Coverage definitions derived from DiscreteCoverageDefinition offer an alternative to the previously described ContinuousCoverageDefinition based classes. As described in the preceding section, the coverage definitions derived from ContinuousCoverageDefinition divide up their analysis work into groups of grid points, analyzed over the entire requested time interval. This works reasonably well in cases where there are complex calculations at each grid point that are largely independent of any of the other grid points. Terrain analysis is a good example, since terrain obscuration is unique at each grid point. However, there are other use-cases where there are a significant number of redundant calculations shared among the grid points, such as performing analysis with a large number of propagated satellites requiring transformations between inertial and fixed frames, or performing communication network analysis with uplink and downlink relay chains. In these latter cases, it can be beneficial to cache calculations at each evaluation time, rather than having to repropagate all the satellites for each grid point.

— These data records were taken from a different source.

PR #214, opened 2016-04-05
update links to the generated docs

devoncarew:
Update links to the generated documentation (which, there are a lot of them).

### DIFF
--- a/_includes/header.html
+++ b/_includes/header.html
@@ -16,7 +16,7 @@
           <a class="page-link" href="{{ page.url | prepend: site.baseurl }}">{{ page.nav_title }}</a>
           {% endif %}
         {% endfor %}
-        <a class="page-link" href="http://docs.flutter.io/flutter/">API</a>
+        <a class="page-link" href="http://docs.flutter.io/">API</a>
         <form action="/search/" class="nav-searchbox" id="cse-search-box" style="display: inline">
           <input type="hidden" name="cx" value="007067728241810524621:gm6vraqlc8c">
           <input type="hidden" name="ie" value="UTF-8">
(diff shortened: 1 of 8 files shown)


abarth:
@sethladd @Hixie

abarth:
Looking at docs.flutter.io, it's slightly confusing that flutter_test and material are listed as peers but the way you include them in your app is different.  For example, to include flutter_test, I need to edit my pubspec.yaml file whereas I can include material without additional ceremony.

From the bug, it looks like you all discussed this approach and decided to go this direction, which is fine with me.

devoncarew:
Some things we can tweak here:

- we can use `/// <nodoc>` to hide individual libraries
- we can not doc entire packages (there are a few ways to exclude them)
- we could extend dartdoc to know about library categories (introducing a new dartdoc metadata tag)

@keertip

abarth:
Maybe other folks have opinions, but what might work well is if the left navigation bar had two level of hierarchy:

```
flutter
  material
  widgets
flutter_test
  flutter_test
```

With the top-level being packages and the second level being libraries within the package.

abarth:
I didn't mean to derail your patch to fix the broken links on the web site....  Maybe it would be better to generate the current page at docs.flutter.io/flutter and have the root page redirect there for the time being.  That keeps the URLs more sensible so that `package:flutter/material.dart` has the URL `http://docs.flutter.io/flutter/material/material-library.html` rather than `http://docs.flutter.io/material/material-library.html`

devoncarew:
Yeah, I think with that change we would have to update any links.

devoncarew:
re-swizzled where we upload: https://codereview.chromium.org/1863813002

PR #215, opened 2016-04-06
Allow some more => expressions

Hixie:
Derived from discussion in https://github.com/flutter/flutter/pull/3130

@abarth, @HansMuller


Hixie:
I suspect travis won't like this, because of the `@override`s

abarth:
LGTM

Hixie:
I've `<!--skip-->`ped the entire code block, there were tons of complaints because this is a code snippet out of context.

PR #219, opened 2016-04-13
rename tutorial

sethladd:
Closes https://github.com/flutter/flutter/issues/3309

### DIFF
--- a/firebase.json
+++ b/firebase.json
@@ -14,7 +14,7 @@
   	},
     {
       "source" : "/tutorial/",
-      "destination" : "/widget-intro/",
+      "destination" : "/widgets-intro/",
       "type" : 301
     }
   ]
--- a/firebase.json
+++ b/firebase.json
@@ -14,7 +14,7 @@
   	},
     {
       "source" : "/tutorial/",
-      "destination" : "/introducing-flutters-widget-framework/",
+      "destination" : "/widget-intro/",
       "type" : 301
     }
   ]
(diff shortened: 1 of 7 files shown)


sethladd:
cc @qchong

firebase.json
```diff
@@ -11,6 +11,11 @@
   	  "source" : "/widgets/",
   	  "destination" : "/basic-widgets/",
   	  "type" : 301
-  	}
+  	},
+    {
+      "source" : "/tutorial/",
+      "destination" : "/introducing-flutters-widget-framework/",
```
Hixie: that's a bit of a mouthful if we're sending it around... Could we have a shorter URL?

Hixie: e.g. "widgets-intro"

introducing-flutters-widget-framework.md
```diff
@@ -1,7 +1,7 @@
 ---
 layout: page
-title: Flutter Tutorial
-permalink: /tutorial/
+title: Introducing Flutter's Widget Framework
```
Hixie: I think I'd prefer "Introduction to..."

Hixie:
LGTM

firebase.json
sethladd: Trying to optimize for SEO, I'm assuming people are cutting and pasting, or searching and clicking, and not manually typing these paths.

Hixie: I wouldn't worry too much about SEO. If the page is useful, it'll rise in the rankings. The URL isn't going to make any noticeable difference to the rankings in practice.

sethladd: Renamed.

Coverage definitions based on the discrete (in time) approach evaluate the entire grid in lock-step while caching redundant calculations. These definitions then use multiple threads to loop over a set of time intervals. This allows you to gain runtime performance, at the expense of the ability to detect and represent small access intervals. By using a larger time step, the overall calculation will take less time, but the coverage calculation may miss intervals that are shorter than the time step (intervals where there is either a short satisfaction or loss of satisfaction). In many coverage use cases, there is a significant amount of error in precision inherent in the modeling itself. So, short intervals of access may be extraneous and not represent accesses for the real system. In other cases, real world systems (such as cameras or human operators) can't respond fast enough inside very short access intervals. In both cases, it may be preferable to miss these short intervals and accept the imprecision in order to improve performance. However, in other instances where small visibility windows are important, such as a LEO spacecraft passing quickly overhead, it might be necessary to ensure that the time step is small enough to resolve the short access times. So, depending on the use-case and error tolerance, this discrete coverage offers different tradeoffs which give you a wider range of options for tuning coverage performance.
In addition to coverage over grids, there is also coverage to a single time-dynamic object. Some examples where this functionality is useful include: an aircraft which is being tracked by a navigation constellation or a lunar exploration craft which needs to be tracked by multiple communication and relay spacecraft as well as satisfying certain constraints involving the 'asset' of the Moon. CoverageDefinitionOnSingleObject works with an to define the target directly, just like a simple access calculation.